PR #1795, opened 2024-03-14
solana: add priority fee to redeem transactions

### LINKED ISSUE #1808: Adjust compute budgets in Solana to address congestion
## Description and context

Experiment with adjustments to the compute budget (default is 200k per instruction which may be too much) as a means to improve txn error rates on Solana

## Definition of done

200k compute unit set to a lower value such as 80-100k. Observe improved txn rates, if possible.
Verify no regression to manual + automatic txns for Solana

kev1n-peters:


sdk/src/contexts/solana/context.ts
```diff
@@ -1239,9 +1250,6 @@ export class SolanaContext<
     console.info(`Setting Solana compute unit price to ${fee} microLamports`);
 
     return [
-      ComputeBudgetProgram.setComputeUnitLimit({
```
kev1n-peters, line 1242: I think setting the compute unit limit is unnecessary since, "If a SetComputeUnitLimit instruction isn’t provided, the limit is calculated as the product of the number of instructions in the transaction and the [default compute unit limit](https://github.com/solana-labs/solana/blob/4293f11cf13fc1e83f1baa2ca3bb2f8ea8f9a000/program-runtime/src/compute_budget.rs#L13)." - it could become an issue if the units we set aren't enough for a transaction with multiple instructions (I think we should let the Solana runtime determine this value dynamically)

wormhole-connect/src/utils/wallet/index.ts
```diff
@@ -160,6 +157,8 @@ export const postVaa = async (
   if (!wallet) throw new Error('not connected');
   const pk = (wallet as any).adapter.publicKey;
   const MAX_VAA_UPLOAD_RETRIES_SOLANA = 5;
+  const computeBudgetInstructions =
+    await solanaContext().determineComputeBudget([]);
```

==============================

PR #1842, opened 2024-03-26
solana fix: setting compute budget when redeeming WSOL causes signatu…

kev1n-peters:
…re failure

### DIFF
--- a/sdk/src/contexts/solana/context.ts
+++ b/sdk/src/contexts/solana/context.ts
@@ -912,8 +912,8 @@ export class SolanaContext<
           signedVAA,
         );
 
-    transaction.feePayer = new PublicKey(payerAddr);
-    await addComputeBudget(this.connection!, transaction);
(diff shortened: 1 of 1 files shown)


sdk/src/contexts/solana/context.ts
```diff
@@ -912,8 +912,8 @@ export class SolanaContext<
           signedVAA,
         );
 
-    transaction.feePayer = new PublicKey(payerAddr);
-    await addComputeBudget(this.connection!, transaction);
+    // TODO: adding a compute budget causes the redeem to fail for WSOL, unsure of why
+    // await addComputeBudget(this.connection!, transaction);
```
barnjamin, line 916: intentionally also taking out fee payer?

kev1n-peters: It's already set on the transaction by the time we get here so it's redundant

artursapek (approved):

==============================

▶ EXERCISE INSTRUCTIONS: From the records above, pull out every line containing the word "const".

▶ EXPECTED OUTPUT:
@@ -160,6 +157,8 @@ export const postVaa = async (
   const pk = (wallet as any).adapter.publicKey;
   const MAX_VAA_UPLOAD_RETRIES_SOLANA = 5;
+  const computeBudgetInstructions =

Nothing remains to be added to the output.